Task objective:
Whenever a line in the material below contains "code", copy that line.
***** Listed records
PR #5266, opened 2026-09-14
fix: Close p2p handler streams and finish the retry sweep

### LINKED ISSUE #5265: Replicator loses documents permanently under load: unclosed streams, nack read as success, and a retry sweep that abandons the set
## Problem

Under sustained mixed-mesh load a Go node permanently loses documents it believes it delivered. Four
defects compound, and each one masks the next. Inbound handlers never close the streams they read
(`go-p2p host.go:220-224`, `comm_channel.go:98-131`), so a peer's reservations leak until the
per-protocol inbound cap is reached — 96 on the host measured — after which every further reply
stream is refused forever. The sender then sees a timeout rather than the receiver's nack.

On timeout, `handleReplicatorFailure` is handed the already-expired context and returns at
`internal/db/p2p/replicator.go:466-468` before writing anything, so no retry record exists and the
document never re-pushes. Even when a reply does arrive, `message.go:174-177` tests the *request's*
`ErrMessage` rather than the reply's, so a backpressure nack is read as success. And the retry sweep
abandons the whole remaining set on a single per-document error, then paces the survivors as one
unthrottled burst that the receiver's rate limiter rejects wholesale.

## Plan

- Close inbound handler streams after the handler returns, so reservations are released.
- Read the reply's `ErrMessage`, so a backpressure nack is recorded as a failure worth retrying.
- Continue the retry sweep past a per-document error instead of abandoning the set.
- Pace the sweep with an at-capacity wait and a first-rung return, so the post-load burst is not
  rate-limited away.
- Ship all four together and verify on a soak arm; each alone is harmful or insufficient.

edjroz:
## What

A replicator under load permanently loses documents it reports as delivered. Inbound handlers leak
stream reservations until a 96-stream cap refuses every further reply; the sender reads that as a
timeout and, with an expired context, writes no retry record at all.

Where a reply does arrive, the code checks the request's error field rather than the reply's, so a
backpressure nack is treated as success. The retry sweep then abandons its whole set on one
per-document error, and paces the remainder as a single burst the receiver rate-limits away.

## What Changed

- Inbound handlers close their stream after returning, releasing the reservation.
- `message.Receive` tests the reply's `ErrMessage` instead of the request's.
- The retry sweep continues past a per-document error rather than abandoning the remaining set.
- The sweep paces its pushes, waits on an at-capacity reply, and returns to the first rung on success.

## Verification

- [x] Go unit tests for stream close and reply-error handling
- [x] Five soak arms, 2r2g / 20 ops/s / 900 s load, each isolating one change
- [x] Documents missing on a Rust node **748 → 0** (final arm, 3600 s settle)
- [x] `final_mismatches` 5,993 → 3, `unresolved` 0, 18,001 ops executed in both
- [x] Go→Go `stream reset by remote, error code: 4098` 21,133 → 0
- [x] Expired-context handler failures 45,354 → 214
- [x] Retry failures from rate limiting ~84% → 0
- [x] Receiver `pending_dag_expired` 50 → 24; `pending_dags` ended at 0, never pinned at cap

## Notes

- **These must ship together.** Closing the streams alone *increased* loss (748 → 844): it removed an
  accidental retry path, because a stream reset left the context live and did write a retry record,
  whereas a cleanly delivered nack was silently swallowed. Pacing without the at-capacity wait and
  first-rung return also regressed (451 → 779).
- A Rust-only mitigation was built and soak-tested against stock Go, and **withdrawn**: it repaired
  reply delivery (Go timeouts 45,381 -> 2,613) yet loss rose 748 -> 1,214, because a delivered nack
  that the sender reads as success is worse than an undelivered one. That is the third independent
  demonstration that the nack change is load-bearing.
- The pacing interval is tied to the receiver's default 50/s limit rather than negotiated. That is a
  known ceiling; the durable fix is for the sender to read a retry hint from the limiter, which the
  nack text does not carry today.
- The zero is n=1 at one seed, and 1,624 sender retry markers remained outstanding at the final
  sample despite every document having converged. Worth understanding before release.

---

Closes #5265

🤖 Generated with [Claude Code](https://claude.com/claude-code)

https://claude.ai/code/session_01Qy6KdB84tUcS6DxiVRmnNo


internal/db/p2p/message/message.go
```diff
@@ -91,6 +91,13 @@ type proto interface {
 
 // Receive takes in a network stream and store the unmarshalled message in the provided [Message]
 func Receive(stream io.Reader, peerID string, proto proto, m Message) error {
+	// Inbound handlers never use the stream after this call. libp2p releases
+	// the stream's resource-manager reservation only on a local close, so an
+	// unclosed stream holds a per-(protocol, peer) inbound slot until the
+	// connection drops; the peer's replies are refused once the slots are gone.
+	if closer, ok := stream.(io.Closer); ok {
+		defer closer.Close()
```
fredcarle: question: Are we sure it's ok to ignore the `closer.Close` returned error? 

todo: If so, please document it and explicitly discard it. If not, please `join` the error on return.

internal/db/p2p/replicator.go
```diff
@@ -767,24 +770,66 @@ func (p *P2P) retryReplicator(ctx context.Context, peerID string) {
...
+		}
 		if err != nil {
 			log.ErrorContextE(ctx, "Failed to retry doc", err, corelog.String("DocID", key.DocID))
-			if err = p.handleCompletedReplicatorRetry(ctx, peerID, false); err != nil {
-				log.ErrorContextE(ctx, "Failed to handle completed replicator retry", err)
+			failed = true
+			// Still saturated after the wait budget: stop the sweep and let the
+			// next interval try again. Any other failure is specific to this
+			// document; keep its record and carry on with the rest.
+			if strings.Contains(err.Error(), "at capacity") {
```
fredcarle: suggestion: Use the same pattern as above to avoid a different behavior (more on that in the next one):

```go
if _, transient := backpressureWait(err); transient {
```

internal/db/p2p/replicator.go
```diff
@@ -767,24 +770,66 @@ func (p *P2P) retryReplicator(ctx context.Context, peerID string) {
...
 }
 
+// backpressureWait maps a receiver's transient rejection to how long to wait
+// before pushing the same document again.
+func backpressureWait(err error) (time.Duration, bool) {
+	msg := err.Error()
+	switch {
+	case strings.Contains(msg, "rate limited"):
+		return 100 * time.Millisecond, true
+	case strings.Contains(msg, "at capacity"):
```
fredcarle: todo: Please define these strings as constants and document where they come from so that we can try to keep them in sync (high risk of drift here).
**********
Answer section:
Where a reply does arrive, the code checks the request's error field rather than the reply's, so a
- [x] Go→Go `stream reset by remote, error code: 4098` 21,133 → 0
🤖 Generated with [Claude Code](https://claude.com/claude-code)
https://claude.ai/code/session_01Qy6KdB84tUcS6DxiVRmnNo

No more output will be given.